++++ TASK DATA
PR #188, opened 2019-08-07
Adds Python context functionality

### LINKED ISSUE #173: Allow creating contexts from Python objects
It would be useful if we could get the python dict from a node, change it and then reload the node with the change to use .filter().

Something like:

```
context = client.parse(filename)
modified_dict = rename_variables(context.root.get())
context.load(modified_dict)
```

ncordon:
I have wrapped the functionality in a `Context` class (`iterate`, `filter`, `encode`) and provided tests for it. It allows to have a Python memory context and work with it.

Tests may fail for now because `encode` is transforming `False`s into `0`s and `decode` is not inverting that behavior:

```
from bblfsh import *

ctx = ResultContext()
obj = {"k1": False, "k2": "v2"}
fmt = 1 # YAML

encoded = ctx.ctx.encode(obj, fmt)
encoded
# bytearray(b'{\n   \'k1\': 0,\n   \'k2\': "v2",\n}')
decoded = decode(encoded, fmt)
decoded.load()
#  {'k1': 0, 'k2': 'v2'}
```

Closes #173

---
This change is [Reviewable](https://reviewable.io/reviews/bblfsh/python-client/188)


ncordon:
___
*[bblfsh/context.py, line 6 at r1](https://reviewable.io/reviews/bblfsh/python-client/188#-LlhMIEREL4TzX0x9K6T:-LlklFiwCjE3a28vP7Am:bsrsxqn) ([raw file](https://github.com/bblfsh/python-client/blob/4a30edc47f357ce2dc927b4ca0b583026e0cebd1/bblfsh/context.py#L6)):*

Does it make sense to partially join this type with a `ResultContext`?
</blockquote></details>

What do you mean by partial join? `ResultContext` includes even more functionality (loading all the nodes for example and storing the grpc response). What we could definitely do is to include the`encode` method in `ResultContext` also, because right now if we have a `ctx : ResultContext` we have to call `ctx.ctx.encode(None, 0)` to encode it (correct me if I am wrong)

ncordon:
___
*[bblfsh/context.py, line 6 at r1](https://reviewable.io/reviews/bblfsh/python-client/188#-LlhMIEREL4TzX0x9K6T:-Lo0Hnd90CHvKxsuAPg9:butps2k) ([raw file](https://github.com/bblfsh/python-client/blob/4a30edc47f357ce2dc927b4ca0b583026e0cebd1/bblfsh/context.py#L6)):*

I'm just wondering if `ResultContext` may embed `Context`.

You are right, `Context` shouldn't contain a response. And `load` doesn't makes sense either. But everything else is similar, right?

As for the `encode`, yes I think it may be useful for the `ResultContext` as well. For example, encoding into YAML after decoding from the binary format (e.g. gRPC).
</blockquote></details>

Well I think we should keep them separated, since in the `scala-client` they are (and they should be because of the structure of JNI we are using)

ncordon:
*[a discussion](https://reviewable.io/reviews/bblfsh/python-client/188#-LlhMQkGDPxNgUMkXRgI:-Lo0I2zE6288vLPuiplI:b-8g677) (no related file):*

Blocking because of the failing test.
</blockquote></details>

This is ready to review now

---

ncordon:
Done @kuba-- @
++++++++
EXERCISE BRIEF:
Across the entries above, how many lines contain the string "change"? The number alone is the answer.

SOLUTION TO THE PROBLEM:
2